Now it's time for your homemade anesthesia. Use a rag covered in chloroform and hold it over your pet's nose until he/she's fast asleep. You can also substitute chloroform for ether, gasoline, or a big hammer.
Finally, you're going to want to flip your pet so it's laying on its back. It's easier to operate on your pet's underside when you can see it!
Neutering 101[edit | edit source]
So you're ready to remove your pet's testicles (if your pet has no testicles, then move on to Spaying 101).
First you are going to grab your cutting device and begin the incision right on the scrotum, just as this picture displays:
You should now be able to see the testicles (if you cannot, then move on to Spaying 101). Now, with your melon scraper, slowly dig underneath the testicles and then scoop them out. You may encounter lots of tubes and blood vessels connecting to the testes, but they won't be needed now that your pet has no testes. Tie off the vas deferens (don't want to get blood everywhere, do you?), then cut to remove the testicles.
Now that the testes are removed you can sew the scrotum back up and your dog should be good as new! As for the removed testicles, you can either throw them away or keep them in a jar to scare people!

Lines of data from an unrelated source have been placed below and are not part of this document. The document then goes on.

PR #360, opened 2015-02-12
API Review cleanup #1

HaoK:
- Remove constructor defaults
- Make service properties internal
- Add Logging/HttpContextAccessor services which are required by
identity

Fixes https://github.com/aspnet/Identity/issues/358
Fixes https://github.com/aspnet/Identity/issues/357

cc @divega @suhasj


divega:
:shipit:

Issue #359, opened 2015-02-12
Remove IdentityMessage/interfaces


HaoK:
Since the Email/SMS services already live in the app, we can probably remove the messaging interfaces from core entirely, and just leave enough hooks for the app to directly plug in its messaging services

PR #362, opened 2015-02-12
Remove messaging providers/interfaces

HaoK:
Mostly just a lot of deleting code...

Fixes https://github.com/aspnet/Identity/issues/359

cc @divega @suhasj


samples/IdentitySample.Mvc/Startup.cs
```diff
@@ -86,39 +80,5 @@ public void Configure(IApplicationBuilder app, ILoggerFactory loggerFactory)
             SampleData.InitializeIdentityDatabaseAsync(app.ApplicationServices).Wait();
         }
 
-        public class EmailMessageProvider : IIdentityMessageProvider
```
suhasj: nit: should these be is separate classes ?

HaoK: I'm not sure what you are asking here, this code is deleted

suhasj: ah my bad... one of those brain drain days

HaoK:
Merged c2e96fa570593688ccd159372562f6bbe545b640

PR #377, opened 2015-02-27
Update to new version of Linq.Expressions

suhasj:
@divega @HaoK 
Updating version since Identity is failing on CI because of recent changes


suhasj:
Merged to unblock CI. Let me know if i need to revert changes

Spaying 101[edit | edit source]
So you're ready to remove your pet's ovaries (if your pet has no ovaries, go back to Neutering 101). This procedure is a tad more complicated than neutering, but the basic principle of removing the baby making parts still remains.
You're going to want to cut about where the uterus would be on your pet. You could probably guess and get it right to within a few inches. If you're wrong, it's no big deal.
After you've opened up your pet, you need to remove the ovaries. That's the whole point of the procedure! Shove your hand into the abdomen of your pet and feel around for the different parts. Take your scissors, and, with your other hand, cut just below where you feel a lumpy ball on either side of the uterus. This should be the ovary. Do the same thing for the ovary on the other side.
Now that that's done, feel your pet's heart to make sure she's still alive. If she is, then you are doing A-O.K.! Then, you're going to use your needle and thread to sew her back up. Hooray!
Clean-up/Disposal[edit | edit source]
If everything didn't go as planned (or maybe it did), simply place unwanted contents (ie:pet) into bag and place into dumpster. You also can do this to a human just don't use you real name say your a M.D. and charge them $22.000 Thousand dollars.